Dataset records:
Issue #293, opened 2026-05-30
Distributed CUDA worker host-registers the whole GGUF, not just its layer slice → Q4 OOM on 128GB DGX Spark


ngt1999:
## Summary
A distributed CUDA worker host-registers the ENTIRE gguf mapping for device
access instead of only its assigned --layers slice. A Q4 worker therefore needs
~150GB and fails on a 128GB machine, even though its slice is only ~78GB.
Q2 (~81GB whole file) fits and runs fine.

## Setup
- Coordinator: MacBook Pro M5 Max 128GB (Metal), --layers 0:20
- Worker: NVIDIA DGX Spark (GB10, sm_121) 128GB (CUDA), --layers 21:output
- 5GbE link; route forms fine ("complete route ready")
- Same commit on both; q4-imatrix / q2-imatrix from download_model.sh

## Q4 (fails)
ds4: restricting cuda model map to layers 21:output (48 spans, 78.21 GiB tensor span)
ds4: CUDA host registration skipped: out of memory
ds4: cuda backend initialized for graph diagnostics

Exercise objective: Find every line of the data that holds the string "fine", then say how many there are and nothing else.

Written response: 2